### Exercise instructions
In the entries that follow, copy exactly each line from the first through the line with "(diff shortened: 1 of 4 files shown)".

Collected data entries
PR #250, opened 2016-07-01
Remove unnecessary m_robotRefreshPeriod

Tobias-Fischer:
This lead to a segfault in some cases as `GetPhysicsEngine()` pointed to `NULL` and there was no check against this.

### DIFF
--- a/plugins/controlboard/include/yarp/dev/ControlBoardDriver.h
+++ b/plugins/controlboard/include/yarp/dev/ControlBoardDriver.h
@@ -391,7 +391,6 @@ private:
 
     yarp::os::Property m_pluginParameters; /**< Contains the parameters of the device contained in the yarpConfigurationFile .ini file */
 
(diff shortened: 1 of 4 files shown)


Tobias-Fischer:
@traversaro would be great if you could merge :).

traversaro:
Great catch, I think this could explain some strange error that we had in the past that were difficult to debug.

As you may have read in https://github.com/robotology/gazebo-yarp-plugins/issues/243 , this repository switched to the new workflow in a rather unexpected way , so we did not fully document the expected workflow (sorry!). However I think it make sense to push bug-fixes such as this one in the `master` branch, and then forward merge them to the `devel` branch as described in https://github.com/robotology/yarp/blob/master/.github/CONTRIBUTING.md#example . 

If you could retarget this PR against `master` it would be great, then I will forward merge it to `devel` as soon as it is merged. Let me know if you don't have the time to retarget the PR, in this case I will take care of it.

### Finished task
PR #250, opened 2016-07-01
Remove unnecessary m_robotRefreshPeriod

Tobias-Fischer:
This lead to a segfault in some cases as `GetPhysicsEngine()` pointed to `NULL` and there was no check against this.

### DIFF
--- a/plugins/controlboard/include/yarp/dev/ControlBoardDriver.h
+++ b/plugins/controlboard/include/yarp/dev/ControlBoardDriver.h
@@ -391,7 +391,6 @@ private:
 
     yarp::os::Property m_pluginParameters; /**< Contains the parameters of the device contained in the yarpConfigurationFile .ini file */
 
(diff shortened: 1 of 4 files shown)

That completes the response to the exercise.